The whole question is asking for me to find the value of $m$ such that the line $y = mx$ bisects the region of the ellipse in the first quadrant
robjohn
robjohn
ah, so half the area.
D.C. the III
D.C. the III
yes. That's why I was thinking "how can I represent bisecting this region"?
robjohn
robjohn
what slope does that when you have a circle?
D.C. the III
D.C. the III
in that case is $m = 1$
robjohn
robjohn
01:59
so, take that picture and expand out by a factor of $2$ in the $x$ direction.
what would the slope of the scaled line be?
D.C. the III
D.C. the III
hmmmmm.......$1/2$
robjohn
robjohn
and that would be the answer
D.C. the III
D.C. the III
well this is rather anti-climatic.....this was in a chapter about determinants
robjohn
robjohn
You could mention the Jacobian of the matrix $\begin{bmatrix}2&0\\0&1\end{bmatrix}$
which is the transform from the unit circle to that ellipse
D.C. the III
D.C. the III
and up to this point I had learned to solve for the coefficients of a curve: circle, parabola, etc when having a set of given points and setting up a linear problem to solve for the coeffcients of the given curve
Well actually I did do the change of variables as well, but didn't think it would apply.

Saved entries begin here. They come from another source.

Issue #1515, opened 2022-02-11
Provider/Consumer: Remove grpc.WithInsecure() param while making client connection with API server 


kesavanvt:
Remove grpc.WithInsecure() param while making client connection with API server and include necessary TLS details.

PR #1528, opened 2022-02-17
[WIP] skip verifying the storage provider server's cert and hostname

sp98:
InsecureSkipVerify controls whether a client verifies the server
certificate chain and host name. If InsecureSkipVerify is true, crypto/tls
accepts any certificate presented by the server and any host name in
that certificate

### DIFF
--- a/services/provider/client/client.go
+++ b/services/provider/client/client.go
@@ -2,11 +2,13 @@ package client
 
 import (
 	"context"
+	"crypto/tls"
 	"fmt"
 	"time"
 
 	pb "github.com/red-hat-storage/ocs-operator/services/provider/pb"
 	"google.golang.org/grpc"
+	"google.golang.org/grpc/credentials"
 )
 
 type OCSProviderClient struct {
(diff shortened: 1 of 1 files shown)


iamniting (approved):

But I will look at the "formal" way of doing it w.r..t mentioning the Jacobian
you did do something I should be getting better at: simplifying the question into something easier to solve and then translating those ideas to a more complex scenario.
robjohn
robjohn
02:09
@D.C.theIII a lot of progress in math is started that way.
D.C. the III
D.C. the III
I keep on forgetting to apply the simple idea.
Rome wasn't built in a day
Ted Shifrin
Ted Shifrin
Just linear map and area/volume. Pay attention to where it is in the book — a hint people taking the Putnam exam don’t get.
If you go back to Chapter 2, the ellipse is presented as the image of a circle under a linear map.
copper.hat
copper.hat
part of Rome was built in a day
D.C. the III
D.C. the III
ah yes $(a \cos t, b \sin t)$
I may not end up doing the Putnam, but this will help when I do take the GRE math
I'll be more robust with my discussion on it tomorrow, but for now it is back to Beyond Multiple Linear Regression
leslie townes
leslie townes
the basic scaling stuff is very much at the heart of what area is. don't think jacobian as much as basic area stuff. anything is a sum of little squares or rectangles, and think of how areas of those scale.
as a bonus problem, compute the arc length of the ellipse with semiaxes a and b :)
robjohn
robjohn
02:23
@leslietownes nasty
Ted Shifrin
Ted Shifrin
@robjohn What do we expect? He is, after all, munchkin’s progeny.
robjohn
robjohn
02:44
@TedShifrin true
goedelite
goedelite
03:26
I am reading Graham and Green's Topology published by Dover, I like its conciseness in contrast to a more encyclopedic text such as that by Munkres. I find many misprint or what seem to me to be misprings in G&G. I wonder if it is worth trying to overcome them, or is there another text as concise but with more careful printing?
I seem also to create misprints!
copper.hat
copper.hat
03:42
Misprints throw me completely.
leslie townes
leslie townes
04:30
that's kind of weird, usually dover reprints things that are, if not a 'classic,' at least classic enough to have gone through more than one printing, and at least one round of fixes (and not on dover's dime but like a real publisher's budget).
i did not know that graham greene wrote a topology book, but he was sure was prolific, why not
 
3 hours later…
Koro
Koro
08:03
12 hours ago, by Koro
(i.e., if $(b_n)$ is a sequence of non negative integers and $b: Z^+\to [0,\infty]: n\mapsto b_n$, then $\int b \,dc=\sum_n b_n$, where c is the counting measure.)
Here is my solution for this: For any $k\in \mathbb N$, $\{1\}, \{2\},..., \{k\}$, $Z^+- \{1,2,...,k\}$ is a partition $P$ of $Z^+$. So we have $L(b, P)=\sum_{i=1}^k b_i$. It follows that $\int f dc\ge \sum_{i=1}^k b_i$ for all $k$. Letting $k\to \infty$, we get $\int f dc\ge \sum_i b_i$.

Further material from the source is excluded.